Dear Kofi and Fui, The crux of the matter is not merely about mining revenues. Ghanaians are asking for ownership and control. They are asking for the ability to control the entire value chain, learning from lessons in gold and cocoa. If we had significant control in the entire cocoa value chain, we would be able to fund our annual budget with cocoa alone. If we cannot do this with Lithium, we may want to leave the deposits in the ground.

We have more than enough natural endowment aboveground which we need to pay more attention to. The critical consideration that merits attention is the full value chain of the lithium industry. Well-meaning Ghanaians are not looking at the deal in isolation but rather as part of a broader narrative that extends from lithium extraction to the final use in electric vehicles (EVs).

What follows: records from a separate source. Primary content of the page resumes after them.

PR #504, opened 2023-09-07
fix!: Reduce max int width in arithmetic extension to 64

mark-koch:
This is required for serialisation since msgpack doesn't support `i128` and `u128`: https://github.com/msgpack/msgpack/blob/master/spec.md#int-format-family

### DIFF
--- a/src/std_extensions/arithmetic/int_types.rs
+++ b/src/std_extensions/arithmetic/int_types.rs
@@ -44,7 +44,7 @@ const fn is_valid_log_width(n: u8) -> bool {
 }
 
 /// The smallest forbidden log width.
-pub const LOG_WIDTH_BOUND: u8 = 8;
+pub const LOG_WIDTH_BOUND: u8 = 7;
 
 /// Type parameter for the log width of the integer.
 // SAFETY: unsafe block should be ok as the value is definitely not zero.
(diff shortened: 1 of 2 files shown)


src/std_extensions/arithmetic/int_types.rs
```diff
@@ -106,15 +106,14 @@ impl ConstIntU {
...
+    pub fn new(log_width: u8, value: i64) -> Result<Self, ConstTypeError> {
         if !is_valid_log_width(log_width) {
             return Err(ConstTypeError::CustomCheckFail(
                 crate::types::CustomCheckFailure::Message("Invalid integer width.".to_owned()),
             ));
         }
         let width = 1u8 << log_width;
-        if (log_width <= 6) && (value >= (1i128 << (width - 1)) || value < -(1i128 << (width - 1)))
-        {
+        if (log_width <= 6) && (value >= (1i64 << (width - 1)) || value < -(1i64 << (width - 1))) {
```
cqc-alec, line 116:
```suggestion
        if (log_width <= 5) && (value >= (1i64 << (width - 1)) || value < -(1i64 << (width - 1))) {
```

cqc-alec (changes requested):

PR #505, opened 2023-09-07
refactor!: Use named struct for float constants

mark-koch:
This simplifies serialisation with pydantic


src/std_extensions/arithmetic/float_types.rs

The increasing global demand for electric vehicles heightens the significance of a cautious and strategic approach to the lithium market. Rather than hastily exploiting mineral deposits, understanding, preparing and participating in the entire lithium value chain would position Ghana not just as a raw material supplier but as a key player in the growing EV market. This approach aligns with a prudent, forward-looking strategy in the evolving landscape of the lithium industry, emphasizing the need to secure significant or total control. At a valuation of about $ 360 billion, the Li-ion battery industry is just the beginning. Let us take our time.